Every record here should be printed again exactly.
··· MATERIAL FOR THIS TASK
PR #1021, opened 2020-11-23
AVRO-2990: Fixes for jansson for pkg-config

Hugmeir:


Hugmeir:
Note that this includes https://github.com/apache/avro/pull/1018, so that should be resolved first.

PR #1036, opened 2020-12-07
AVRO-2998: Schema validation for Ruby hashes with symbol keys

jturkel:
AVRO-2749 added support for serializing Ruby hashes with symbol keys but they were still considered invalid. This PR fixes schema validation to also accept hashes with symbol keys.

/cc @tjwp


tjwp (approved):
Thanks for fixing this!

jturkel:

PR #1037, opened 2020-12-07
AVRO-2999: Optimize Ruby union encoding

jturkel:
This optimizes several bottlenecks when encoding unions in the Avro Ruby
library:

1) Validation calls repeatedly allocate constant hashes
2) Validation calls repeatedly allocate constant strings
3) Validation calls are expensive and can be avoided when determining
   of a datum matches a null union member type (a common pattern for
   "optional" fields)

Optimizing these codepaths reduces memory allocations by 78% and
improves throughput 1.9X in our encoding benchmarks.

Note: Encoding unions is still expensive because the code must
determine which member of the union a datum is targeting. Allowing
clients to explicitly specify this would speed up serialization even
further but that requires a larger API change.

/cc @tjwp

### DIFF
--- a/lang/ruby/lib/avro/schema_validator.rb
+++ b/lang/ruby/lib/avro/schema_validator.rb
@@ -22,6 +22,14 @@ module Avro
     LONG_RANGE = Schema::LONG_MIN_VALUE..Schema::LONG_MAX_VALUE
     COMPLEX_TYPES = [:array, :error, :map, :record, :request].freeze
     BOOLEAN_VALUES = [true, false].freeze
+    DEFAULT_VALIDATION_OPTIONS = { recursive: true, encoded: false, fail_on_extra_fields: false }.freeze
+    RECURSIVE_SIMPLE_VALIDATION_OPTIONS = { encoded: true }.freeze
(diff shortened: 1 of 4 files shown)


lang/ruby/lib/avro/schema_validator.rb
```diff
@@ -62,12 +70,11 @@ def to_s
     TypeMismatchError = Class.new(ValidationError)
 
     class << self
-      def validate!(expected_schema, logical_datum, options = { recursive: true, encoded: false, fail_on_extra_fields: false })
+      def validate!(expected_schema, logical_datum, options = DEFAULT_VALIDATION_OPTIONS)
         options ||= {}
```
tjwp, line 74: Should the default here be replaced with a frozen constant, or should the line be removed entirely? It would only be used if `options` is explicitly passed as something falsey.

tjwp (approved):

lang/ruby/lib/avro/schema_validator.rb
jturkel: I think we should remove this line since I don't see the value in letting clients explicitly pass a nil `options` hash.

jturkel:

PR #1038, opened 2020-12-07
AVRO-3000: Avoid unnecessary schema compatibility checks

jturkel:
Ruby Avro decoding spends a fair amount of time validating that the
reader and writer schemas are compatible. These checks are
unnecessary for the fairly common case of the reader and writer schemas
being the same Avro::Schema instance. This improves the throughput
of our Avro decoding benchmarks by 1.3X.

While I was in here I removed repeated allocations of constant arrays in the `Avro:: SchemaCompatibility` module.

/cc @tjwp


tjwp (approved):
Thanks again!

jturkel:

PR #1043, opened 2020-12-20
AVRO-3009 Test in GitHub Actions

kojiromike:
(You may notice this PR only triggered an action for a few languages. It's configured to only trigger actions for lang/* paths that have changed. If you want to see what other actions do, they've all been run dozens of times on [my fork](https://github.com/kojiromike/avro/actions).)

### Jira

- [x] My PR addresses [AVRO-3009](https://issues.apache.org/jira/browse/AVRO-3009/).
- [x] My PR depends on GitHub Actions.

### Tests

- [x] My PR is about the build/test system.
······
REPLY:
PR #1021, opened 2020-11-23
AVRO-2990: Fixes for jansson for pkg-config

Hugmeir:


Hugmeir:
Note that this includes https://github.com/apache/avro/pull/1018, so that should be resolved first.

PR #1036, opened 2020-12-07
AVRO-2998: Schema validation for Ruby hashes with symbol keys

jturkel:
AVRO-2749 added support for serializing Ruby hashes with symbol keys but they were still considered invalid. This PR fixes schema validation to also accept hashes with symbol keys.

/cc @tjwp


tjwp (approved):
Thanks for fixing this!

jturkel:

PR #1037, opened 2020-12-07
AVRO-2999: Optimize Ruby union encoding

jturkel:
This optimizes several bottlenecks when encoding unions in the Avro Ruby
library:

1) Validation calls repeatedly allocate constant hashes
2) Validation calls repeatedly allocate constant strings
3) Validation calls are expensive and can be avoided when determining
   of a datum matches a null union member type (a common pattern for
   "optional" fields)

Optimizing these codepaths reduces memory allocations by 78% and
improves throughput 1.9X in our encoding benchmarks.

Note: Encoding unions is still expensive because the code must
determine which member of the union a datum is targeting. Allowing
clients to explicitly specify this would speed up serialization even
further but that requires a larger API change.

/cc @tjwp

### DIFF
--- a/lang/ruby/lib/avro/schema_validator.rb
+++ b/lang/ruby/lib/avro/schema_validator.rb
@@ -22,6 +22,14 @@ module Avro
     LONG_RANGE = Schema::LONG_MIN_VALUE..Schema::LONG_MAX_VALUE
     COMPLEX_TYPES = [:array, :error, :map, :record, :request].freeze
     BOOLEAN_VALUES = [true, false].freeze
+    DEFAULT_VALIDATION_OPTIONS = { recursive: true, encoded: false, fail_on_extra_fields: false }.freeze
+    RECURSIVE_SIMPLE_VALIDATION_OPTIONS = { encoded: true }.freeze
(diff shortened: 1 of 4 files shown)


lang/ruby/lib/avro/schema_validator.rb
```diff
@@ -62,12 +70,11 @@ def to_s
     TypeMismatchError = Class.new(ValidationError)
 
     class << self
-      def validate!(expected_schema, logical_datum, options = { recursive: true, encoded: false, fail_on_extra_fields: false })
+      def validate!(expected_schema, logical_datum, options = DEFAULT_VALIDATION_OPTIONS)
         options ||= {}
```
tjwp, line 74: Should the default here be replaced with a frozen constant, or should the line be removed entirely? It would only be used if `options` is explicitly passed as something falsey.

tjwp (approved):

lang/ruby/lib/avro/schema_validator.rb
jturkel: I think we should remove this line since I don't see the value in letting clients explicitly pass a nil `options` hash.

jturkel:

PR #1038, opened 2020-12-07
AVRO-3000: Avoid unnecessary schema compatibility checks

jturkel:
Ruby Avro decoding spends a fair amount of time validating that the
reader and writer schemas are compatible. These checks are
unnecessary for the fairly common case of the reader and writer schemas
being the same Avro::Schema instance. This improves the throughput
of our Avro decoding benchmarks by 1.3X.

While I was in here I removed repeated allocations of constant arrays in the `Avro:: SchemaCompatibility` module.

/cc @tjwp


tjwp (approved):
Thanks again!

jturkel:

PR #1043, opened 2020-12-20
AVRO-3009 Test in GitHub Actions

kojiromike:
(You may notice this PR only triggered an action for a few languages. It's configured to only trigger actions for lang/* paths that have changed. If you want to see what other actions do, they've all been run dozens of times on [my fork](https://github.com/kojiromike/avro/actions).)

### Jira

- [x] My PR addresses [AVRO-3009](https://issues.apache.org/jira/browse/AVRO-3009/).
- [x] My PR depends on GitHub Actions.

### Tests

- [x] My PR is about the build/test system.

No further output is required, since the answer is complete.